◆ Entries taken from a collection:
■ ■ ■ ■ ■

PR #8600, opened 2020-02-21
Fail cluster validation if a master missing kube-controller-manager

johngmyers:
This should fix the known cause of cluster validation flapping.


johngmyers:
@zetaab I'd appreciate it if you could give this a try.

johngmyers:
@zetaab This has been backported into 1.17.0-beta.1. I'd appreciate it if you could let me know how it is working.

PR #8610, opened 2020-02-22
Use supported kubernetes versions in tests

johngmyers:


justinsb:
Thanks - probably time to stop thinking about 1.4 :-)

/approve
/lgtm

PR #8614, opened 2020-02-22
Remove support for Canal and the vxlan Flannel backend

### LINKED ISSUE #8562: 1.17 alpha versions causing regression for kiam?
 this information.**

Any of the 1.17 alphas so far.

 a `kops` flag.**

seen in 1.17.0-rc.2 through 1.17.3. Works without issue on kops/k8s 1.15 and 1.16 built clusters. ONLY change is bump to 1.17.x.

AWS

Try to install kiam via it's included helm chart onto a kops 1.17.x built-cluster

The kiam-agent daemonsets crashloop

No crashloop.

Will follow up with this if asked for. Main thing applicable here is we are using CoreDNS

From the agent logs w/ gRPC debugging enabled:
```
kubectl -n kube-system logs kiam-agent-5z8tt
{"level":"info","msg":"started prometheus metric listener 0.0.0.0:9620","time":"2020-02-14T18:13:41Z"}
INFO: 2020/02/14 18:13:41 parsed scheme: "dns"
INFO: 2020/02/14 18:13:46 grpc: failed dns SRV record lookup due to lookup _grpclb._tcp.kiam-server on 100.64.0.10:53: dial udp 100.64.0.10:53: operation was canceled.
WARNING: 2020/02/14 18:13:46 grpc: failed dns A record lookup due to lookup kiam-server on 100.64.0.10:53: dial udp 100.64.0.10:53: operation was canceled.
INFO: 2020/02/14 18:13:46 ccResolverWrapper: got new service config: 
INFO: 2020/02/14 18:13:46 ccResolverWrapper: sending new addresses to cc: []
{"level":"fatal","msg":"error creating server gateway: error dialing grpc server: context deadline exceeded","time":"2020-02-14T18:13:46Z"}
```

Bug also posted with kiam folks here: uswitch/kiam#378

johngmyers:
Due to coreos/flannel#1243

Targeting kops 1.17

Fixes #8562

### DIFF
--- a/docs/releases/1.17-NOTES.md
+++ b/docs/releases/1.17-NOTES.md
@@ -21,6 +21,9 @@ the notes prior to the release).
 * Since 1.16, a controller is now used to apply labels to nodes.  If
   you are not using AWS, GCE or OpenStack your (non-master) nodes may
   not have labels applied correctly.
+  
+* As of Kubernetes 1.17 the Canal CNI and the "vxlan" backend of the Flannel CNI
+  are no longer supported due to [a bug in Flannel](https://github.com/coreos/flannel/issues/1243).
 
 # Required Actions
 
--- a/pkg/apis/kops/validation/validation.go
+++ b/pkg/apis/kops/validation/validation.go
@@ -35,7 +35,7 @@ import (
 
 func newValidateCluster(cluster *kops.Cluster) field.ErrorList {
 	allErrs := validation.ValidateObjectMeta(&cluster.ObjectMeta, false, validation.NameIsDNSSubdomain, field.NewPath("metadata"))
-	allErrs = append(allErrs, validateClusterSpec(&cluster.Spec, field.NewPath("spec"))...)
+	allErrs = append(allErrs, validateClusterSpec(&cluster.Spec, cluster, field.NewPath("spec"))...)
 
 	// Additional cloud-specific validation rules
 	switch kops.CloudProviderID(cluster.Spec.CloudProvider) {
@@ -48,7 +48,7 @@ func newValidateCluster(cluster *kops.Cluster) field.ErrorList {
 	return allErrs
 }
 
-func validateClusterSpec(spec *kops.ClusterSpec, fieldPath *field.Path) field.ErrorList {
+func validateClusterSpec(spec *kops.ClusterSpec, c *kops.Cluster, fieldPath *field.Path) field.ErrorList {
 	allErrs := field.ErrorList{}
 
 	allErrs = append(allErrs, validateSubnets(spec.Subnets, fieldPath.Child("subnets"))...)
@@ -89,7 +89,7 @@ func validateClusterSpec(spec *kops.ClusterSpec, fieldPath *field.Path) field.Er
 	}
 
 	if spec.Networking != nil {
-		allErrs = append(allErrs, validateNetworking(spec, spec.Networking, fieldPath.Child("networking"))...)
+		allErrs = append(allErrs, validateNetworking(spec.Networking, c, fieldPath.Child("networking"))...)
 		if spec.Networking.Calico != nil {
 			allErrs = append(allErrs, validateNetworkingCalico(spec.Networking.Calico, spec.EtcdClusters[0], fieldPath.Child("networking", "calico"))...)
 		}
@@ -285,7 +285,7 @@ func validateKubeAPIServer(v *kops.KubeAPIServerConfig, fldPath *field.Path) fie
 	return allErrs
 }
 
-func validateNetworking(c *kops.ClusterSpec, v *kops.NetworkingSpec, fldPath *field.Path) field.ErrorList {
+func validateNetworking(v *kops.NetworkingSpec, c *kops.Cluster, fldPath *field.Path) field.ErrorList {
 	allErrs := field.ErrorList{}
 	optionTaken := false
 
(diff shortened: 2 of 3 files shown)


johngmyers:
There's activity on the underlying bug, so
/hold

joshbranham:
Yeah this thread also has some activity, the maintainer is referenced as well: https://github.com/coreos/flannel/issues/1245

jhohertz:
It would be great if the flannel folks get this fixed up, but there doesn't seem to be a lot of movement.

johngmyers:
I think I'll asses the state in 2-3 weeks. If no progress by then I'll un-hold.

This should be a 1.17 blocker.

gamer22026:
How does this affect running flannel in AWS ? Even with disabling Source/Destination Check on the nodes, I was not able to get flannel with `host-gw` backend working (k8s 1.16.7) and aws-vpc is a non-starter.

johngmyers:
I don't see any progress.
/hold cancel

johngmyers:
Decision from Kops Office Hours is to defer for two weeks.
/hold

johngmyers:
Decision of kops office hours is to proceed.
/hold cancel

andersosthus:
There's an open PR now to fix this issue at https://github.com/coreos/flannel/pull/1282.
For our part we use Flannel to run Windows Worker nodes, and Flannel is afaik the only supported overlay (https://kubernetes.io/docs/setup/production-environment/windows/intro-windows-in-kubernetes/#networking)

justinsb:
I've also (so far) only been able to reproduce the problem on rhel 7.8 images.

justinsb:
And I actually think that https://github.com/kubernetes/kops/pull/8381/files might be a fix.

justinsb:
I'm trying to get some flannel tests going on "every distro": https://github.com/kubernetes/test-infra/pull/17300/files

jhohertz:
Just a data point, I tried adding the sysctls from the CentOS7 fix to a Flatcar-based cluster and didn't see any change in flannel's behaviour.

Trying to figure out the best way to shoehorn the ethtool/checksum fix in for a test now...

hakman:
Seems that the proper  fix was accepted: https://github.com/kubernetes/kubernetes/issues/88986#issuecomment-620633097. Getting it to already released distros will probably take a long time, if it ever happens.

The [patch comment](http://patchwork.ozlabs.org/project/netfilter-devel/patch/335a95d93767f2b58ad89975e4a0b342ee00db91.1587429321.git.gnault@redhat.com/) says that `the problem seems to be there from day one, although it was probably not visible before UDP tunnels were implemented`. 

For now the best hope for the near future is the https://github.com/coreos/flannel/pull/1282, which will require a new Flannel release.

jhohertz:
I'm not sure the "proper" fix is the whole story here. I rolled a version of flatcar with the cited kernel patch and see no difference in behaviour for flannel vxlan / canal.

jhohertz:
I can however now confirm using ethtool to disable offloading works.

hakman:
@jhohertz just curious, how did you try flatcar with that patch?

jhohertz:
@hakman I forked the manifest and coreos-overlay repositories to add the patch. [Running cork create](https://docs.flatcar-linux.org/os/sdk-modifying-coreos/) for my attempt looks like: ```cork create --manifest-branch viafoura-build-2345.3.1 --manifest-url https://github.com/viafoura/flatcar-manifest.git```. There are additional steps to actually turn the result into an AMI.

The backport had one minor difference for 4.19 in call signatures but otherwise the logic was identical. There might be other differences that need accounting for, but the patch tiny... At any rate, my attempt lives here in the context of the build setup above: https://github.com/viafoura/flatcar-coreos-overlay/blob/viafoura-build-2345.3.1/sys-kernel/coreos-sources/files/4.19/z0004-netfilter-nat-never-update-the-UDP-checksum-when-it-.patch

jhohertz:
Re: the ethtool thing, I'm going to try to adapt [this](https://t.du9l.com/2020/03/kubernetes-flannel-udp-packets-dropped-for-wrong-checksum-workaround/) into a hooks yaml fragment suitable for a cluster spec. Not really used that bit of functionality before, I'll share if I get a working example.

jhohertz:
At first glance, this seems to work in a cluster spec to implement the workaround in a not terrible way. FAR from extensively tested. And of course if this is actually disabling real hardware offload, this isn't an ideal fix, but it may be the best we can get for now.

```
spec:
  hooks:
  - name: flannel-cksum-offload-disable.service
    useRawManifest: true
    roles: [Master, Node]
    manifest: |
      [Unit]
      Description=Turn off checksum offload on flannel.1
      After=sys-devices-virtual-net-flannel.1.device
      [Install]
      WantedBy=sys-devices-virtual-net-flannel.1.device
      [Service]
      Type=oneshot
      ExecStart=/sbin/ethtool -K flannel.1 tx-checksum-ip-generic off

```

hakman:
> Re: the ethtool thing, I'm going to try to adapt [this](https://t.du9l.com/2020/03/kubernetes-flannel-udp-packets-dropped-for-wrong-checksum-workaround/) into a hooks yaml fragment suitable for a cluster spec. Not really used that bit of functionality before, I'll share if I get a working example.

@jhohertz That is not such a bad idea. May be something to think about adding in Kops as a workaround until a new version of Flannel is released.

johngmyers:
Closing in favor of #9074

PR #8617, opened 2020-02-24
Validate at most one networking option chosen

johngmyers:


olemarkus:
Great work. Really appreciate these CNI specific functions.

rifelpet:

■ ■ ■ ■ ■

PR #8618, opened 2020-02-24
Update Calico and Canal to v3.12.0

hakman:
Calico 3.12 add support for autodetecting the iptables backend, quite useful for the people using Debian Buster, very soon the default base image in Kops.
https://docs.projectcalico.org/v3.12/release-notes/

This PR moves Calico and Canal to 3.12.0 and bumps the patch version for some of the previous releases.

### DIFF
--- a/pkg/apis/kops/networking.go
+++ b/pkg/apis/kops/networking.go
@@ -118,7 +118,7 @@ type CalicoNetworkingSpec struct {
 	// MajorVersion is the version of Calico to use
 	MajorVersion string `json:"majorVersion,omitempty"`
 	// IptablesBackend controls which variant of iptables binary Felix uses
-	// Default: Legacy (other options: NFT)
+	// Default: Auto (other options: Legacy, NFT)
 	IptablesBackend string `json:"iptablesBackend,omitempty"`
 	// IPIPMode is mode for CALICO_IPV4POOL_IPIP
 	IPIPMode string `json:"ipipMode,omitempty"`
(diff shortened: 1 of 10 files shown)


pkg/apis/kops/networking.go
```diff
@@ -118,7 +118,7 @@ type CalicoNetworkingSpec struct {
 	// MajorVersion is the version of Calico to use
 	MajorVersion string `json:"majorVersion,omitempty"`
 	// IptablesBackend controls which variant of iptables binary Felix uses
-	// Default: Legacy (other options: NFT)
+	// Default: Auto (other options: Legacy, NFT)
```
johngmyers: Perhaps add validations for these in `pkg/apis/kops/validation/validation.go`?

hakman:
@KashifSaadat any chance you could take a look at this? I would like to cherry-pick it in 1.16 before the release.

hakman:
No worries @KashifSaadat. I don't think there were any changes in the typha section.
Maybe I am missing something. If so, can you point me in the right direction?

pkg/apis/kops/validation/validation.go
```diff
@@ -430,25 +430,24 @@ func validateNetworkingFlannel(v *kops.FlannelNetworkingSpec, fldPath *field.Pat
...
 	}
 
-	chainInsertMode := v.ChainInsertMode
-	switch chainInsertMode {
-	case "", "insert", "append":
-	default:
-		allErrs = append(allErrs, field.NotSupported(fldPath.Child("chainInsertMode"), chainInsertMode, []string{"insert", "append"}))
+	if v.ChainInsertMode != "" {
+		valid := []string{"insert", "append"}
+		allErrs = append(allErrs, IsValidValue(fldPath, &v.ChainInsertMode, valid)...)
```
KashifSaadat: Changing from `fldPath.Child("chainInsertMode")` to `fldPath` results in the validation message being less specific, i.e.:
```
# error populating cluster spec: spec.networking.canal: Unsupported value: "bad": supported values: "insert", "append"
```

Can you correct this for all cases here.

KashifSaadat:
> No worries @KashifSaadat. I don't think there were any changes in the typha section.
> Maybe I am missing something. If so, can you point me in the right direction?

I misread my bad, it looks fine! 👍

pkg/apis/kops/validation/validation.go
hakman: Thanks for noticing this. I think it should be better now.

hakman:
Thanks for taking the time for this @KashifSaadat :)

■ ■ ■ ■ ■

◆ What needs to be done: Pull from the data each line where the string "validateClusterSpec" turns up.

◆ Your solution:
-	allErrs = append(allErrs, validateClusterSpec(&cluster.Spec, field.NewPath("spec"))...)
+	allErrs = append(allErrs, validateClusterSpec(&cluster.Spec, cluster, field.NewPath("spec"))...)
-func validateClusterSpec(spec *kops.ClusterSpec, fieldPath *field.Path) field.ErrorList {
+func validateClusterSpec(spec *kops.ClusterSpec, c *kops.Cluster, fieldPath *field.Path) field.ErrorList {
@@ -89,7 +89,7 @@ func validateClusterSpec(spec *kops.ClusterSpec, fieldPath *field.Path) field.Er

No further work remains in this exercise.